- [ENTRIES SUPPLIED]:
PR #528, opened 2020-06-28
Refactor api & src subdirectories to use config.json

williamtnguyen:


.gitignore
```diff
@@ -81,4 +81,5 @@ build
 printingRPC/
 # Config files
 config.js
```
evanugarte, line 83: remove this line as we arent using it anymore

api/config/config.example.json
```diff
@@ -0,0 +1,19 @@
...
+  },
+  "googleCalendarIds": {
+    "PRIMARY_CAL": "primary",
+    "SCE_EVENTS_CAL": "XXXXXXXXXXXXXXXXXXXXXXXXXXX"
+  },
+  "ledSignIp": "192.168.4.1",
+  "GENERAL_API_URL": "http://localhost:8080/",
+  "LOGGING_API_URL": "http://localhost:8081/",
+  "MAILER_API_URL": "http://localhost:8081/"
+}
```
evanugarte, line 19: add blank line at bottom of this file

src/APIFunctions/2DPrinting.js
```diff
@@ -1,6 +1,6 @@
 import axios from 'axios';
 import { PrintApiResponse } from './ApiResponses';
-import { RPC_API_URL } from '../config/config';
+const { RPC_API_URL } = require('../config/config.json');
```
evanugarte, line 3: for importing stuff in `src/` use the convention like the line above:

```suggestion
import { RPC_API_URL } from '../config/config.json';
```
please fix for all other files in `src`

williamtnguyen:
This PR seems to not build whereas the other PR builds because the `config.json`'s in this PR are .gitignore'd

evanugarte:
@williamtnguyen the issue here is that when travis builds, `config.json` doesn't exist.

There are two options to fix this:
1. Create a base64 encoded environment variable for each config file and decode it to both `api/config/config.json` and `src/config/config.json`.
2. Run `setup.py` in the `install` section in `.travis.yml` like:

```yml
install:
  python setup.py
  # rest of stuff here ...
```
Note that you should remove the `setup_status` line for each os, as it clones SCE-RPC but is no longer required for tests to pass.
image

jerrylee17:
Rebase

api/config/config.example.json
```diff
@@ -0,0 +1,19 @@
...
+    "REDIRECT_URIS": ["https://developers.google.com/oauthplayground"],
+    "USER": "sce.sjsu@gmail.com",
+    "REFRESH_TOKEN": "XXXXXXXXXXXXXXXXXXXXXXXXXXXXXXXXXXXXXXXXXXXXXXXXXXXXX"
+  },
+  "googleCalendarIds": {
+    "PRIMARY_CAL": "primary",
+    "SCE_EVENTS_CAL": "XXXXXXXXXXXXXXXXXXXXXXXXXXX"
+  },
+  "ledSignIp": "192.168.4.1",
+  "GENERAL_API_URL": "http://localhost:8080/",
```
evanugarte, line 16: remove the slashes at the end of each URL in this file

api/config/config.example.json
```diff
@@ -0,0 +1,19 @@
...
+  "LOGGING_API_URL": "http://localhost:8081/",
+  "MAILER_API_URL": "http://localhost:8081/"
```
evanugarte, line 18: this should be 8082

- [INSTRUCTIONS TO FOLLOW]: Write the material out once more, keeping each line exact.

- [RESULT FOR THIS EXERCISE]:
PR #528, opened 2020-06-28
Refactor api & src subdirectories to use config.json

williamtnguyen:


.gitignore
```diff
@@ -81,4 +81,5 @@ build
 printingRPC/
 # Config files
 config.js
```
evanugarte, line 83: remove this line as we arent using it anymore

api/config/config.example.json
```diff
@@ -0,0 +1,19 @@
...
+  },
+  "googleCalendarIds": {
+    "PRIMARY_CAL": "primary",
+    "SCE_EVENTS_CAL": "XXXXXXXXXXXXXXXXXXXXXXXXXXX"
+  },
+  "ledSignIp": "192.168.4.1",
+  "GENERAL_API_URL": "http://localhost:8080/",
+  "LOGGING_API_URL": "http://localhost:8081/",
+  "MAILER_API_URL": "http://localhost:8081/"
+}
```
evanugarte, line 19: add blank line at bottom of this file

src/APIFunctions/2DPrinting.js
```diff
@@ -1,6 +1,6 @@
 import axios from 'axios';
 import { PrintApiResponse } from './ApiResponses';
-import { RPC_API_URL } from '../config/config';
+const { RPC_API_URL } = require('../config/config.json');
```
evanugarte, line 3: for importing stuff in `src/` use the convention like the line above:

```suggestion
import { RPC_API_URL } from '../config/config.json';
```
please fix for all other files in `src`

williamtnguyen:
This PR seems to not build whereas the other PR builds because the `config.json`'s in this PR are .gitignore'd

evanugarte:
@williamtnguyen the issue here is that when travis builds, `config.json` doesn't exist.

There are two options to fix this:
1. Create a base64 encoded environment variable for each config file and decode it to both `api/config/config.json` and `src/config/config.json`.
2. Run `setup.py` in the `install` section in `.travis.yml` like:

```yml
install:
  python setup.py
  # rest of stuff here ...
```
Note that you should remove the `setup_status` line for each os, as it clones SCE-RPC but is no longer required for tests to pass.
image

jerrylee17:
Rebase

api/config/config.example.json
```diff
@@ -0,0 +1,19 @@
...
+    "REDIRECT_URIS": ["https://developers.google.com/oauthplayground"],
+    "USER": "sce.sjsu@gmail.com",
+    "REFRESH_TOKEN": "XXXXXXXXXXXXXXXXXXXXXXXXXXXXXXXXXXXXXXXXXXXXXXXXXXXXX"
+  },
+  "googleCalendarIds": {
+    "PRIMARY_CAL": "primary",
+    "SCE_EVENTS_CAL": "XXXXXXXXXXXXXXXXXXXXXXXXXXX"
+  },
+  "ledSignIp": "192.168.4.1",
+  "GENERAL_API_URL": "http://localhost:8080/",
```
evanugarte, line 16: remove the slashes at the end of each URL in this file

api/config/config.example.json
```diff
@@ -0,0 +1,19 @@
...
+  "LOGGING_API_URL": "http://localhost:8081/",
+  "MAILER_API_URL": "http://localhost:8081/"
```
evanugarte, line 18: this should be 8082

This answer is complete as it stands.